First, when we greet our customers. Customers when they arrive at our dealership they got to get out of their car and approach an advisor, don’t they? Is that what happens at Jiffy Lube? No. Somebody comes outside and comes to the customer’s car. You don’t have to get out of your car and go find someone to help you at Jiffy Lube.
How about this? I get out of my car. I walk over to the advisors and all of the advisors have their heads down and they won’t make eye contact. I don’t know which desk to go. When a customer does talk to an advisor and says they have an appointment, the advisor looks at them like they have three heads. This has happened to me. People look at me like I’m crazy. “What do you mean you have an appointment? I can’t find the appointment.” Nobody’s lying to you. Take their word for it.
We need to expect customers, right? We need to expect them into our dealership. We need to greet our customers. We need to believe customers when they say have an appointment even if we can’t find it in our system. We need to make it simple for the connected customer. The connected customer is here for us, right? No, they’re not. We are here for the connected customer. They’re not here for you.
That brings us to building confidence, number five. This is the most important part. When you act like you don’t know me, when you don’t know anything about me, when you don’t know anything that I’ve already told you online about my issue, you’re losing your chance to sell me additional services because I’m not confident with you.
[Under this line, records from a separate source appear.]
PR #2960, opened 2023-12-14
Fixes mostly in pkcs11 layer and pkcs11-tool

Jakuje:
* Missing user constent check when doing signature
 * Not announcing WRAP/UNWRAP flags for RSA-PSS mechanisms
 * pkcs11-spy: Avoid null dereference
 * Simplify printing EC keys parameters

##### Checklist

- [ ] macOS tokend is tested


frankmorgner (approved):

Jakuje:
Thank you! Merging.

PR #2968, opened 2023-12-23
MyEID: Avoid memory leaks

popovec:
Thanks oss-fuzz

https://bugs.chromium.org/p/oss-fuzz/issues/detail?id=65299


Jakuje (approved):

Jakuje:
Thank you!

See there’s a good chance if we’re doing an MPI, there’s a good chance we’re going to find something in the MPI, in the multi point inspection. Then why do advisors destroy a new customer’s confidence in your dealership during your very first meeting? Asking clarifying questions are okay, but anything more frustrates the customer and hurts your credibility.
I’ve had this happen. I’ve spent 20 minutes online building a service visit with dealerships only to get to the dealership and have to reexplain everything that I wrote down as if I had never written it down. More than that, they weren’t expecting me. More than that, they acted like I was putting them out by wanting to do a transmission job on a Tuesday or whatever. Okay.
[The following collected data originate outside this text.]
PR #2977, opened 2024-01-10
Minimal updated subset of changes from #2017 (clang-format)

Jakuje:
Based on last comment in #2017 from @popovec I pulled the .clang-format and some minimal changes to the separate branch, that can be merged if we will agree on that format.

I played with it a bit more, but I am still not completely satisfied with the current configuration as it sometimes formats some complicated constructs in non-intuitive way. But it is something we can try to tune later (or rewrite the code to avoid these constructs).

In any case, review here just to make sure the .clang-format, .editorconfig and description of the format in contributing.md matches would be welcomed. Similarly if we should add some more examples or some look odd.

##### Checklist


src/libopensc/card-openpgp.c
```diff
@@ -272,6 +273,7 @@ static pgp_do_info_t	pgp34_objects[] = {	/**** OpenPGP card spec 3.4 ****/
 	{ DO_ENCR_SYM, SIMPLE,      READ_ALWAYS | WRITE_PIN3,  pgp_get_pubkey_pem, NULL   },
 	{ 0, 0, 0, NULL, NULL },
 };
+// clang-format on
```
frankmorgner, line 276: please look at the formatting report for a single remark in this file:
https://github.com/OpenSC/OpenSC/actions/runs/7479501161/job/20356826376?pr=2977

frankmorgner (changes requested):
If you fix the remark from the new formatting CI workflow, this is good to go

src/libopensc/card-openpgp.c
Jakuje: Resolved the outstanding issues.

popovec:
I noticed that we currently have `TabWidth 4' defined. I don't have a problem with this setting, but I'll just remind you of the years-old debate about TAB in the Linux kernel.

https://public-inbox.org/git/634393B0-734A-4884-93E3-42F7D3CB157F@mit.edu/

probably the most explanatory email from the mentioned debate:

https://public-inbox.org/git/alpine.LFD.0.999.0710161722320.26902@woody.linux-foundation.org/#t

Jakuje:
> I noticed that we currently have `TabWidth 4' defined. I don't have a problem with this setting, but I'll just remind you of the years-old debate about TAB in the Linux kernel.

Oh, The editorconfig has tab width 8 and clang 4. This is clearly an inconsistency I wanted to catch before merging this. But it should not have any effect in the resulting formatting itself.

> https://public-inbox.org/git/634393B0-734A-4884-93E3-42F7D3CB157F@mit.edu/
> 
> probably the most explanatory email from the mentioned debate:
> 
> https://public-inbox.org/git/alpine.LFD.0.999.0710161722320.26902@woody.linux-foundation.org/#t

The indentation debates will never be over. I read through this mail, but it really did does not bring much insights to what is the reason and what are advantages. There was already a lot of discussion in the #2017.

I was used to tab size 4 most of the time, but I agree that tab width 8 have some advantages such as avoiding too much indentation or better readability, especially if we use spaces for continuation indentation. So I do not have strong opinion.

While trying to reformat some code with current configuration, there are still things I do not like I mentioned in the previous PR, so I will try again here if  there will be some other insights:

 * The `ContinuationIndentWidth: 16` with `IndentWidth: 8` and `TabWidth: 8 ` indents the structures with two tabs making it needlessly deep. The alignment of "columns" looks off as it uses mixture of tabs and spaces without any sense (or at least I do not see it there). Example:
```diff
 	CK_ATTRIBUTE template[] = {
-		{ CKA_CLASS, &class, sizeof(class) },
-		{ CKA_KEY_TYPE, &keyType, sizeof(keyType) },
-		{ CKA_LABEL, label, sizeof(label)-1 },
-		{ CKA_ENCRYPT, &_true, sizeof(_true) },
-		{ CKA_DECRYPT, &_true, sizeof(_true) },
-		{ CKA_VALUE, key, keysize },
-		{ CKA_VALUE_LEN, &keylen, sizeof(keylen) },
+			{CKA_CLASS,	    &class,   sizeof(class)	 },
+			{CKA_KEY_TYPE,  &keyType, sizeof(keyType)	},
+			{CKA_LABEL,	    label,	   sizeof(label) - 1},
+			{CKA_ENCRYPT,   &_true,   sizeof(_true)	   },
+			{CKA_DECRYPT,   &_true,   sizeof(_true)	   },
+			{CKA_VALUE,	    key,	 keysize		},
+			{CKA_VALUE_LEN, &keylen,	 sizeof(keylen)   },
 	};
```
* I do not like the continuation indentation of parameters of function call inside of `if` such as demonstrated here. Regardless the `UseTab: Always` it indents with a combination of 2 tabs and 4 spaces:
```diff
 	if (!find_object(session, CKO_PUBLIC_KEY, &hWrappingKey,
-			 opt_object_id_len ? opt_object_id : NULL, opt_object_id_len, 0))
+			    opt_object_id_len ? opt_object_id : NULL, opt_object_id_len, 0))
 		if (!find_object(session, CKO_SECRET_KEY, &hWrappingKey,
-				 opt_object_id_len ? opt_object_id : NULL, opt_object_id_len, 0))
+				    opt_object_id_len ? opt_object_id : NULL, opt_object_id_len, 0))
 			util_fatal("Public/secret key (wrapping key) not found");
```
 * With `else if` its 3 tabs and 3 spaces: 
```diff
 		} else if (!find_object(session, CKO_SECRET_KEY, &object,
-				 opt_object_id_len ? opt_object_id : NULL, opt_object_id_len, 0))
+					   opt_object_id_len ? opt_object_id : NULL, opt_object_id_len, 0))
 			util_fatal("Secret key not found");
```
 * some continuation is still a mystery for me. The split string is indented with one tab and 3 spaces and the remaining argument with normal 2 tabs:
```diff
 				util_fatal("Unknown key pair type %s, valid key types for mechanism GOSTR3410 are GOSTR3410-2001:{A,B,C},"
-					" GOSTR3410-2012-256:{A,B,C,D}, GOSTR3410-2012-512:{A,B,C}", type);
+					   " GOSTR3410-2012-256:{A,B,C,D}, GOSTR3410-2012-512:{A,B,C}",
+						type);
 
```

(now it tries to reformat also the json files with p11test results, but thats something we can handle)

frankmorgner:
I think most of the time we avoided a mixture of spaces and tabs by replacing 8 spaces with a tab so that IndentWidth and TabWidth should both be `8`

> The ContinuationIndentWidth: 16 with IndentWidth: 8 and TabWidth: 8 indents the structures with two tabs making it needlessly deep

I think ContinuationIndentWidth should be `8`, making it one additional indent level.

> - I do not like the continuation indentation of parameters of function call inside of if
> - With else if its 3 tabs and 3 spaces:

Your examples above originally contain a mixture of some tabs and a single leading space. That single space is superfluous and may confuse clang-format. could you please try removing this space first and then apply clang-format?

> - some continuation is still a mystery for me

That particular example looks strange, indeed.

Jakuje:
> > The ContinuationIndentWidth: 16 with IndentWidth: 8 and TabWidth: 8 indents the structures with two tabs making it needlessly deep
> 
> I think ContinuationIndentWidth should be `8`, making it one additional indent level.

My reading of the documentation is the value as used in the clang-format is not additional indent, but the whole indent so we need 16 if we want to use two tabs for continuation:

https://clang.llvm.org/docs/ClangFormatStyleOptions.html#continuationindentwidth

The problem is that, I think, also the struct initialization is considered a continuation here. It should be solved with `BracedInitializerIndentWidth: 8`, but its only in clang 17 (i dont have it locally now to test).

> > * I do not like the continuation indentation of parameters of function call inside of if
> > * With else if its 3 tabs and 3 spaces:
> 
> Your examples above originally contain a mixture of some tabs and a single leading space. That single space is superfluous and may confuse clang-format. could you please try removing this space first and then apply clang-format?

It did not help. I think it tries to align something somewhere, but I do not see what and where.

I tried also different values for `UseTab`, but no improvement:
```diff
 		} else if (!find_object(session, CKO_PRIVATE_KEY, &object,
-				opt_object_id_len ? opt_object_id : NULL, opt_object_id_len, 0))
+					   opt_object_id_len ? opt_object_id : NULL, opt_object_id_len, 0))
 			if (!find_object(session, CKO_SECRET_KEY, &object,
-					opt_object_id_len ? opt_object_id : NULL, opt_object_id_len, 0))
+					    opt_object_id_len ? opt_object_id : NULL, opt_object_id_len, 0))
 				util_fatal("Private/secret key not found");
```

> > * some continuation is still a mystery for me
> 
> That particular example looks strange, indeed.

I though we could get around this with `AlwaysBreakBeforeMultilineStrings` by breaking before that long string, but it the output still looks the same -- broken string aligned with tab and spaces to the opening quote and the rest with the continuation indent ...

frankmorgner:
I don't see an easy way out of the formatting problems of clang-format. What about adding the configuration files as suggested right now, but allowing the workflow to fail?

frankmorgner (approved):
OK, fine. Thanks for the clarification.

Think about this. New or infrequent customers are expecting a high priced hassle from you. We understand that. That’s what people expect from dealerships. They expect it to be higher priced. They expect it to be a hassle. If you seem incompetent from the beginning or if you waste their time you are starting in a deeper hole. If you want to sell me an additional service after the MPI, then you have to build confidence at the beginning, so knowing my name, expecting me, understanding my issues, and making people feel welcome. All of those things build confidence.